Working with closely related Canadian and Dutch pond snails, the researchers tested their reactions to adverse stimuli by tapping their breathing tubes, or pneumostomes, whenever the snails dared stick them out for a supplemental whiff of oxygen (snails normally breathe through their skin). When returned to the “dangerous” environment in which they were tapped, the snails were observed to keep their pneumostomes retracted substantially longer than snails presented with an environment in which they weren’t tapped.




The pond snail, or Lymnaea stagnali of which the Canadian and Dutch are subspecies knows fear. Photo by: Bart Slingerland.

Reactions to both native and unknown predators were also tested. Crayfish are the major predator of Canadian pond snails, whereas Dutch pond snails are preyed upon by salamanders. Researchers first tested reactions to native predators by placing Canadian snails in water from tanks of crayfish and Dutch snails in water from tanks containing salamanders, after which they were tapped. Both species exhibited pneumostome-retraction times longer than 24 hours, meaning that a lasting memory had been formed. However, when Dutch snails were exposed to the scent of crayfish and Canadian snails to the scent of salamanders, predators neither species had “smelled” before, their reactions weren’t nearly as strong as with their own predator. In fact, when the key neuron containing the memory was tested for activity, they found that the memory was completely gone.



It is still unclear whether or not the capability of snails to form strong memories when confronted by a predator is due to the fact that they’ve learned from individual experience or that evolutionary pressures have led them all to react instinctively to that specific predator. Further research must be conducted.

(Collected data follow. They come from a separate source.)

PR #902, opened 2020-01-28
Added PlayerID saving to fix Inventory loading

Mathew3000:
Added the Players NitroxID to PersistedPlayerdata. This results in Players inventory being assigned correctly when loading a saved gamestate.


NitroxServer/GameLogic/Players/PlayerData.cs
```diff
@@ -244,6 +278,19 @@ public PersistedPlayerData(string playerName, ushort playerId)
                 PlayerName = playerName;
                 PlayerId = playerId;
             }
+
+            /// <summary>
+            /// Overload for creating new PersistedPlayerData if a nitroxID is present
+            /// </summary>
+            /// <param name="playerName">the players name</param>
+            /// <param name="playerId">the players id</param>
+            /// <param name="nitroxId">the players NitroxID</param>
```
MarijnS95: IMO the documentation for these params don't add anything that isn't implied by their name already.

NitroxServer/Player.cs
```diff
@@ -32,6 +32,24 @@ public Player(PlayerContext playerContext, NitroxConnection connection, Vector3
...
         }
 
+        /// <summary>
+        /// This overload is used when a NitroxId is already present
+        /// </summary>
+        /// <param name="playerContext"></param>
+        /// <param name="connection"></param>
+        /// <param name="position">the stored position</param>
+        /// <param name="playerId">the stored playerId for the new player</param>
+        /// <param name="subRootId"></param>
```
MarijnS95: Can we omit empty documentation?

Besides, I don't think `position` and `playerId` are required to come from persisted storage; it is up to the use of this constructor to fill it in with that data. I don't see it necessary to assume that this constructor is only getting called when loading a player from persisted data.

NitroxServer/GameLogic/Players/PlayerData.cs
```diff
@@ -182,6 +182,33 @@ public Optional<NitroxId> GetSubRootId(string playerName)
...
+                PersistedPlayerData playerPersistedData = GetOrCreatePersistedPlayerData(playerName);
+                return playerPersistedData.PlayerNitroxId;
+            }
+        }
+
+        /// <summary>
+        /// Sets a NitroxID corresponding to a given PlayerName in persisted playerdata
+        /// </summary>
+        /// <param name="playerName">the playername to set the ID for</param>
+        /// <param name="id">the NitroxID to set</param>
```
MarijnS95: While I appreciate comments and documentation, these are only paraphrasing the function name and arguments. Is there anything specific that can be said about the implementation, that is relevant to the caller? Something the documentation _adds on top of_ the method signature?

NitroxModel/DataStructures/NitroxId.cs
```diff
@@ -17,7 +17,17 @@ public NitroxId()
         {
             guid = Guid.NewGuid();
         }
-        
+
+        /// <summary>
+        /// This is used to "recreate" a NitroxID from a String
+        /// The XML-serializer needs this after deserializing to convert from "Helper-Types" to internal data Types
```
MarijnS95: Not a fan of "This is used to", how about "Recreate a NitroxID from a String"?. Besides, I don't see a need to explain where this function is currently being used. Seems obvious to me that it's just a useful helper constructor.

NitroxServer/GameLogic/Players/PlayerData.cs
```diff
@@ -182,6 +182,33 @@ public Optional<NitroxId> GetSubRootId(string playerName)
...
+        public void SetPlayerNitroxID(string playerName, NitroxId id)
+        {
+            lock (playersByPlayerName)
+            {
+                playersByPlayerName[playerName].PlayerNitroxId = id;
```
MarijnS95: Is there a possibility for `playerName` to not be in `playersByPlayerName` (yet)? Given that this is called when the player is constructed and an ID was _not_ found in the save data?

NitroxServer/GameLogic/PlayerManager.cs
```diff
@@ -100,7 +100,24 @@ public Player CreatePlayer(NitroxConnection connection, string reservationKey, o
...
+                if (id != null)
+                {
+                    player = new Player(playerContext, connection, position, id, subRootId);
+                }
+                // If no NitroxId was found then just create a new ID and then save it to persisted data
+                else
+                {
+                    player = new Player(playerContext, connection, position, subRootId);
+                    playerData.SetPlayerNitroxID(playerContext.PlayerName, player.GameObjectId);  
+                }
```
MarijnS95: I'd say this `if`/`else` is obvious enough to not require two sentences of explanation. A single line above the `if` explaining why either path is taken would be plenty.

NitroxServer/Player.cs
```diff
@@ -32,6 +32,15 @@ public Player(PlayerContext playerContext, NitroxConnection connection, Vector3
             GameObjectId = new NitroxId();
         }
 
+        public Player(PlayerContext playerContext, NitroxConnection connection, Vector3 position, NitroxId playerId, Optional<NitroxId> subRootId)
```
MarijnS95: Can you move this constructor above the other one,  and let the other one use this one? That would look like:

```C#
public Player(PlayerContext playerContext, NitroxConnection connection, Vector3 position, Optional<NitroxId> subRootId)
        : this(playerContext, connection, position, new NitroxId(), subRootId)
        {
        }
```

NitroxServer/GameLogic/Players/PlayerData.cs
```diff
@@ -244,6 +266,13 @@ public PersistedPlayerData(string playerName, ushort playerId)
                 PlayerName = playerName;
                 PlayerId = playerId;
             }
```
MarijnS95: Same here, can you reuse the larger constructor? `: this(playerName, playerId, null)`.

NitroxServer/Player.cs
Mathew3000: I did not think about that in that moment

NitroxServer/GameLogic/Players/PlayerData.cs
Mathew3000: Doing that would also make the "SetPlayerNitroxID" obsolete as the player is created with the ID when calling "GetOrCreatePersistedPlayerData"

Mathew3000: And that would also mean the PlayerID cant be "null" in PlayerManager and that would make the If statement obsolete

What has been demonstrated by this study is that it is possible for snails to form experience-based memories which, until recently, had been thought possible only by vertebrates.






Citation: Orr, M. V., Hittel, K. and Lukowiak, K. (2009).’Different strokes for different folks’: geographically
isolated strains of Lymnaea stagnalis only respond to sympatric predators and have different memory forming capabilities. J. Exp. Biol. 212, 2237-2247.